Would you write out, word for word, each line of the records below from the top through the one holding "Collaboration Suite Server"?

**** Material for the task

PR #480, opened 2018-01-10
ZCS-3888:Better SOAP BatchRequest log

ykomiyam:
Although individual SOAP requests are logged, the system administrator
can't see which SOAP requests are submitted along with the BatchRequest.
It is useful for the user support purpose to get the list of the real
"handleable" requests in the BatchRequest.

Changed the existing log text to display the list of the SOAP requests
under the BatchRequest.

### DIFF
--- a/store/src/java/com/zimbra/soap/SoapEngine.java
+++ b/store/src/java/com/zimbra/soap/SoapEngine.java
@@ -1,7 +1,7 @@
 /*
  * ***** BEGIN LICENSE BLOCK *****
  * Zimbra Collaboration Suite Server
- * Copyright (C) 2004, 2005, 2006, 2007, 2008, 2009, 2010, 2011, 2012, 2013, 2014, 2015, 2016 Synacor, Inc.
+ * Copyright (C) 2004, 2005, 2006, 2007, 2008, 2009, 2010, 2011, 2012, 2013, 2014, 2015, 2016, 2017, 2018 Synacor, Inc.
  *
  * This program is free software: you can redistribute it and/or modify it under
  * the terms of the GNU General Public License as published by the Free Software Foundation,
@@ -339,8 +339,15 @@ public class SoapEngine {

********

* Task response
PR #480, opened 2018-01-10
ZCS-3888:Better SOAP BatchRequest log

ykomiyam:
Although individual SOAP requests are logged, the system administrator
can't see which SOAP requests are submitted along with the BatchRequest.
It is useful for the user support purpose to get the list of the real
"handleable" requests in the BatchRequest.

Changed the existing log text to display the list of the SOAP requests
under the BatchRequest.

### DIFF
--- a/store/src/java/com/zimbra/soap/SoapEngine.java
+++ b/store/src/java/com/zimbra/soap/SoapEngine.java
@@ -1,7 +1,7 @@
 /*
  * ***** BEGIN LICENSE BLOCK *****
  * Zimbra Collaboration Suite Server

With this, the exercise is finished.